PR #2495, opened 2026-06-10
feat(loops): add `truss loops runs metrics` command

rcano-baseten:
## Summary

- Adds `truss loops runs metrics --run-id <id>` showing request volume + concurrent requests for the run's trainer deployment and its paired sampler, over a configurable window
- Default behavior: one snapshot for `run.created_at → now`. `--tail` keeps refreshing until interrupted (live cli-table or NDJSON in json mode)
- Window flags: `--since 30m|2h|1d` or `--start/--end` (ISO-8601, mutually exclusive with `--since`)
- Output flags: `-o cli-table|json` (matches existing `loops view` convention) and `--output-file PATH` for json

## Test plan
- [x] Unit tests cover snapshot table, snapshot json, json + `--output-file`, `--since`/`--start` mutex, `--output-file` requires json, invalid duration, no matching active deployment, inactive deployments ignored during resolution, run without sampler, and `--since` overrides the default window
- [x] `uv run pytest truss/tests/cli/test_loops_cli.py` → 56 passed
- [x] `uv run ruff check` + `uv run ruff format` clean
- [ ] Smoke against `baseten-local` once a Loops run is up — not yet run

### DIFF
--- a/truss/cli/loops_commands.py
+++ b/truss/cli/loops_commands.py
@@ -1,6 +1,12 @@
 import json
-from typing import Any, Dict, List, Optional, cast
+import re
+import sys
+import time
+from contextlib import contextmanager
+from datetime import datetime, timedelta
+from typing import Any, Callable, Dict, Iterator, List, Optional, TextIO, Tuple, cast
 
+import rich.live
 import rich.table
 import rich_click as click
 import yaml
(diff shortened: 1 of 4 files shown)


truss/cli/loops_commands.py
```diff
@@ -215,6 +221,356 @@ def view_loops_runs(
     _render_loops_runs(runs)
 
 
+_DEFAULT_METRICS_REFRESH_SECONDS = 30
+_SPARKLINE_BLOCKS = "▁▂▃▄▅▆▇█"
+_SPARKLINE_WIDTH = 24
+_DURATION_RE = re.compile(r"^\s*(\d+)\s*([smhd])\s*$", re.IGNORECASE)
+_DURATION_UNIT_SECONDS = {"s": 1, "m": 60, "h": 3600, "d": 86400}
```
rcano-baseten: can we create another file that's focused on showing the metrics display?

rcano-baseten: Done in 63366944 — moved the cli-table layout, NDJSON emission, and tail loop into `truss/cli/loops_run_metrics_viewer.py` (mirroring `loops_checkpoint_viewer.py`). The command body in `loops_commands.py` is now wiring + dispatch.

-------------------------

■ Assignment
Pick out, from the lines above, every one that contains the string "baseten".

■ Answer to the exercise
rcano-baseten:
- [ ] Smoke against `baseten-local` once a Loops run is up — not yet run
rcano-baseten: can we create another file that's focused on showing the metrics display?
rcano-baseten: Done in 63366944 — moved the cli-table layout, NDJSON emission, and tail loop into `truss/cli/loops_run_metrics_viewer.py` (mirroring `loops_checkpoint_viewer.py`). The command body in `loops_commands.py` is now wiring + dispatch.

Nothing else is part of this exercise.